What you are asked to do -
Take each line from the entries that holds "spawned" and copy it out.

-- Opening Marker --

PR #212, opened 2021-12-23
Oceanwater 852 fixed regolith spawned during grind

AstroStucky:
## Linked Issues:
| Jira Ticket 🎟️ | [OCEANWATER-852](https://babelfish.arc.nasa.gov/jira/browse/OCEANWATER-852) |
| Github :octocat:  | # |

## Summary of Changes
* Scoop yaw now has to be at 90 deg before scoop may modify the terrain
  - Fewer unnecessary publishes to `ow_dynamic_terrain/modify_terrain_ellipse/visual` topic
  - Guarded move no longer deforms the terrain
  - Fewer sporadic visual terrain modifications, which sometimes would result in regolith being spawned during a grind operation.

## Caveat
This change does not entirely eliminate the sporadic visual terrain mods, but does reduce them. This is probably because grinding does modify the visual terrain, but in a way that rarely produces any real change to the terrain. 
@Samahu What do you think about removing the visual terrain modification call in the grinder script to ensure this no longer happens? I can't seem to notice the affects of this call in general anyways.

## Test
1. Launch whatever world you'd like.
2. Run a grind action. Ensure no regolith particles are spawned during it.
3. Run a scoop action. Ensure regolith particles are spawned during it.

### DIFF
--- a/ow_dynamic_terrain/scripts/modify_terrain_scoop_pub.py
+++ b/ow_dynamic_terrain/scripts/modify_terrain_scoop_pub.py
@@ -12,6 +12,7 @@ import rospy
 import numpy as np
 from geometry_msgs.msg import Point
 from gazebo_msgs.msg import LinkStates
+from sensor_msgs.msg import JointState
 from tf.transformations import euler_from_quaternion
 from ow_dynamic_terrain.msg import modify_terrain_ellipse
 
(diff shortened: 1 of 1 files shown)


kmdalal:
I will just test, @Samahu will just review code.

AstroStucky:
@Samahu elucidated how the grinder modifies terrain in discussions this morning. The modification is only noticeable when the grinder plunges far enough into the terrain. I think changing this behavior is better saved for a future PR that seeks to improve grinder terrain visual feedback. That does mean that for now deep enough grinds will cause regolith to spawn in the scoop.

kmdalal:
> That does mean that for now deep enough grinds may cause regolith to spawn in the scoop.

Is this PR still valid then?  I'll test successive grinds, each a bit deeper.

kmdalal:
Doing a default Grind with 0.05 depth, followed by another with 0.1 depth, no regolith appeared.  But when I tried with depth 0.15 (the first that visually modified the terrain), two regolith appeared in the Models list.

AstroStucky:
> > That does mean that for now deep enough grinds may cause regolith to spawn in the scoop.
> 
> Is this PR still valid then? I'll test successive grinds, each a bit deeper.

I think it is. We still benefit from restricting when the scoop can modify terrain, in particular during guarded moves.

As for eliminating unwanted regolith spawns, that's still not entirely fixed by this PR, so I suppose I should make a few more changes that address that. Thanks to you, I now know at what grind depth terrain starts getting modified at. On which world did you see modification for 0.15 depth? 

Feel free to hold-off on reviews and testing until I have a solution.

kmdalal:
> On which world did you see modification for 0.15 depth?

Atacama.  This is the only world I tested with.  Ping me when this is ready for another test!

Samahu (changes requested):
Sorry @AstroStucky but I don't think this approach is viable. You are making the assumption that we would only scoop samples from the terrain when the scoop is parallel to the arm, which is not always the case. For example, have you thought about the **dig_circular** with _parallel_ set to `False`?

This may solve one issue for us but it breaks existing capabilities of the arm.

I don't approve this approach.

AstroStucky:
It seems I did not consider/test the parallel argument with this change. Lets discuss other solutions next week.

-- Closing Marker --

Answer to this task -
Oceanwater 852 fixed regolith spawned during grind
  - Fewer sporadic visual terrain modifications, which sometimes would result in regolith being spawned during a grind operation.
2. Run a grind action. Ensure no regolith particles are spawned during it.
3. Run a scoop action. Ensure regolith particles are spawned during it.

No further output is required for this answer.